**EXERCISE**
Every single entry below should be reproduced verbatim.

Collected data entries:
PR #53822, opened 2026-04-13
gpui: Record input-to-frame latency histogram

eholk:
Adds instrumentation to track input-to-frame latency in GPUI windows, helping diagnose input responsiveness issues.

## What this does

- Records the time between when an input event is dispatched and when the resulting frame is presented, capturing worst-case latency when multiple events are coalesced into a single frame.
- Tracks how many input events get coalesced per rendered frame.
- Both metrics are stored in [HdrHistogram](https://docs.rs/hdrhistogram) instances with 3 significant digits of precision.
- Latency is only recorded when the input event actually causes a redraw (i.e. marks the window dirty), so idle mouse moves and other no-op events don't skew the data.
- Adds a `Dump Input Latency Histogram` command that opens a buffer with a formatted report including percentile breakdowns and visual distribution bars.

## Example output

The report shows percentile latencies, a bucketed distribution with bar charts, and a per-frame event coalescing breakdown.

Release Notes:

- N/A

### DIFF
--- a/crates/gpui/Cargo.toml
+++ b/crates/gpui/Cargo.toml
@@ -96,6 +96,7 @@ sum_tree.workspace = true
 taffy = "=0.9.0"
 thiserror.workspace = true
 gpui_util.workspace = true
+hdrhistogram.workspace = true
 waker-fn = "1.2.0"
 lyon = "1.0"
 pin-project = "1.1.10"
--- a/crates/gpui/Cargo.toml
+++ b/crates/gpui/Cargo.toml
@@ -38,6 +38,7 @@ screen-capture = [
     "scap",
 ]
 windows-manifest = ["dep:embed-resource"]
+input-latency-histogram = ["dep:hdrhistogram"]
 
 [lib]
 path = "src/gpui.rs"
@@ -96,7 +97,7 @@ sum_tree.workspace = true
 taffy = "=0.9.0"
 thiserror.workspace = true
 gpui_util.workspace = true
-hdrhistogram.workspace = true
+hdrhistogram = { workspace = true, optional = true }
 waker-fn = "1.2.0"
 lyon = "1.0"
 pin-project = "1.1.10"
--- a/crates/gpui/src/window.rs
+++ b/crates/gpui/src/window.rs
@@ -959,11 +959,15 @@ pub struct Window {
     /// Tracks recent input event timestamps to determine if input is arriving at a high rate.
     /// Used to selectively enable VRR optimization only when input rate exceeds 60fps.
     pub(crate) input_rate_tracker: Rc<RefCell<InputRateTracker>>,
-    /// Timestamp recorded at the start of dispatch_event; cleared when a frame is presented.
-    /// Used to compute input-to-frame latency.
-    last_input_at: Option<Instant>,
+    /// Timestamp of the first unrendered input event in the current frame; cleared when a frame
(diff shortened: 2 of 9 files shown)


crates/gpui/src/window.rs
```diff
@@ -958,6 +959,15 @@ pub struct Window {
...
     pub(crate) input_rate_tracker: Rc<RefCell<InputRateTracker>>,
+    /// Timestamp of the first unrendered input event in the current frame; cleared when a frame
+    /// is presented. Captures worst-case latency when multiple events are coalesced per frame.
+    first_input_at: Option<Instant>,
+    /// Count of input events received since the last frame was presented.
+    pending_input_count: u64,
+    /// Histogram of input-to-frame latency samples, in nanoseconds.
+    input_latency_histogram: Histogram<u64>,
+    /// Histogram of input events coalesced per rendered frame.
+    input_events_per_frame_histogram: Histogram<u64>,
```
Anthony-Eid: Should these fields be a singular struct?

crates/gpui/src/window.rs
```diff
@@ -2361,12 +2377,133 @@ impl Window {
...
+        if let Some(first_input_at) = self.first_input_at.take() {
+            let latency_nanos = first_input_at.elapsed().as_nanos() as u64;
+            self.input_latency_histogram.record(latency_nanos).ok();
+        }
+        if self.pending_input_count > 0 {
+            self.input_events_per_frame_histogram
+                .record(self.pending_input_count)
+                .ok();
+            self.pending_input_count = 0;
+        }
```
Anthony-Eid: Seems like this and `format_input_latency_report` could be methods if you make a `HistogramRecorder` struct

crates/gpui/src/window.rs
```diff
@@ -4113,6 +4250,7 @@ impl Window {
     /// Dispatch a mouse or keyboard event on the window.
     #[profiling::function]
     pub fn dispatch_event(&mut self, event: PlatformInput, cx: &mut App) -> DispatchEventResult {
+        let dispatch_time = Instant::now();
```
Anthony-Eid, line 4224: nit: You can make dispatch_time and optional and only get it if self.first_input_at.is_none()

crates/gpui/Cargo.toml
```diff
@@ -96,6 +96,7 @@ sum_tree.workspace = true
 taffy = "=0.9.0"
 thiserror.workspace = true
 gpui_util.workspace = true
+hdrhistogram.workspace = true
```
Anthony-Eid: Should this be a feature on gpui?

crates/gpui/src/window.rs
Anthony-Eid: I'm also wondering if we could combine some of this with our profiler task window

eholk: Good call. I combined the fields into a struct.

crates/gpui/src/window.rs
eholk: This should be done now too.

crates/gpui/Cargo.toml
eholk: Good idea. @cole-miller and I made this change during all hands pairing today.

crates/gpui/src/window.rs
eholk: > I'm also wondering if we could combine some of this with our profiler task window

I think I'll hold off on that for this PR but I'd like to learn more so let's talk about it.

**ANSWER FOR THE TASK**
PR #53822, opened 2026-04-13
gpui: Record input-to-frame latency histogram

eholk:
Adds instrumentation to track input-to-frame latency in GPUI windows, helping diagnose input responsiveness issues.

## What this does

- Records the time between when an input event is dispatched and when the resulting frame is presented, capturing worst-case latency when multiple events are coalesced into a single frame.
- Tracks how many input events get coalesced per rendered frame.
- Both metrics are stored in [HdrHistogram](https://docs.rs/hdrhistogram) instances with 3 significant digits of precision.
- Latency is only recorded when the input event actually causes a redraw (i.e. marks the window dirty), so idle mouse moves and other no-op events don't skew the data.
- Adds a `Dump Input Latency Histogram` command that opens a buffer with a formatted report including percentile breakdowns and visual distribution bars.

## Example output

The report shows percentile latencies, a bucketed distribution with bar charts, and a per-frame event coalescing breakdown.

Release Notes:

- N/A

### DIFF
--- a/crates/gpui/Cargo.toml
+++ b/crates/gpui/Cargo.toml
@@ -96,6 +96,7 @@ sum_tree.workspace = true
 taffy = "=0.9.0"
 thiserror.workspace = true
 gpui_util.workspace = true
+hdrhistogram.workspace = true
 waker-fn = "1.2.0"
 lyon = "1.0"
 pin-project = "1.1.10"
--- a/crates/gpui/Cargo.toml
+++ b/crates/gpui/Cargo.toml
@@ -38,6 +38,7 @@ screen-capture = [
     "scap",
 ]
 windows-manifest = ["dep:embed-resource"]
+input-latency-histogram = ["dep:hdrhistogram"]
 
 [lib]
 path = "src/gpui.rs"
@@ -96,7 +97,7 @@ sum_tree.workspace = true
 taffy = "=0.9.0"
 thiserror.workspace = true
 gpui_util.workspace = true
-hdrhistogram.workspace = true
+hdrhistogram = { workspace = true, optional = true }
 waker-fn = "1.2.0"
 lyon = "1.0"
 pin-project = "1.1.10"
--- a/crates/gpui/src/window.rs
+++ b/crates/gpui/src/window.rs
@@ -959,11 +959,15 @@ pub struct Window {
     /// Tracks recent input event timestamps to determine if input is arriving at a high rate.
     /// Used to selectively enable VRR optimization only when input rate exceeds 60fps.
     pub(crate) input_rate_tracker: Rc<RefCell<InputRateTracker>>,
-    /// Timestamp recorded at the start of dispatch_event; cleared when a frame is presented.
-    /// Used to compute input-to-frame latency.
-    last_input_at: Option<Instant>,
+    /// Timestamp of the first unrendered input event in the current frame; cleared when a frame
(diff shortened: 2 of 9 files shown)


crates/gpui/src/window.rs
```diff
@@ -958,6 +959,15 @@ pub struct Window {
...
     pub(crate) input_rate_tracker: Rc<RefCell<InputRateTracker>>,
+    /// Timestamp of the first unrendered input event in the current frame; cleared when a frame
+    /// is presented. Captures worst-case latency when multiple events are coalesced per frame.
+    first_input_at: Option<Instant>,
+    /// Count of input events received since the last frame was presented.
+    pending_input_count: u64,
+    /// Histogram of input-to-frame latency samples, in nanoseconds.
+    input_latency_histogram: Histogram<u64>,
+    /// Histogram of input events coalesced per rendered frame.
+    input_events_per_frame_histogram: Histogram<u64>,
```
Anthony-Eid: Should these fields be a singular struct?

crates/gpui/src/window.rs
```diff
@@ -2361,12 +2377,133 @@ impl Window {
...
+        if let Some(first_input_at) = self.first_input_at.take() {
+            let latency_nanos = first_input_at.elapsed().as_nanos() as u64;
+            self.input_latency_histogram.record(latency_nanos).ok();
+        }
+        if self.pending_input_count > 0 {
+            self.input_events_per_frame_histogram
+                .record(self.pending_input_count)
+                .ok();
+            self.pending_input_count = 0;
+        }
```
Anthony-Eid: Seems like this and `format_input_latency_report` could be methods if you make a `HistogramRecorder` struct

crates/gpui/src/window.rs
```diff
@@ -4113,6 +4250,7 @@ impl Window {
     /// Dispatch a mouse or keyboard event on the window.
     #[profiling::function]
     pub fn dispatch_event(&mut self, event: PlatformInput, cx: &mut App) -> DispatchEventResult {
+        let dispatch_time = Instant::now();
```
Anthony-Eid, line 4224: nit: You can make dispatch_time and optional and only get it if self.first_input_at.is_none()

crates/gpui/Cargo.toml
```diff
@@ -96,6 +96,7 @@ sum_tree.workspace = true
 taffy = "=0.9.0"
 thiserror.workspace = true
 gpui_util.workspace = true
+hdrhistogram.workspace = true
```
Anthony-Eid: Should this be a feature on gpui?

crates/gpui/src/window.rs
Anthony-Eid: I'm also wondering if we could combine some of this with our profiler task window

eholk: Good call. I combined the fields into a struct.

crates/gpui/src/window.rs
eholk: This should be done now too.

crates/gpui/Cargo.toml
eholk: Good idea. @cole-miller and I made this change during all hands pairing today.

crates/gpui/src/window.rs
eholk: > I'm also wondering if we could combine some of this with our profiler task window

I think I'll hold off on that for this PR but I'd like to learn more so let's talk about it.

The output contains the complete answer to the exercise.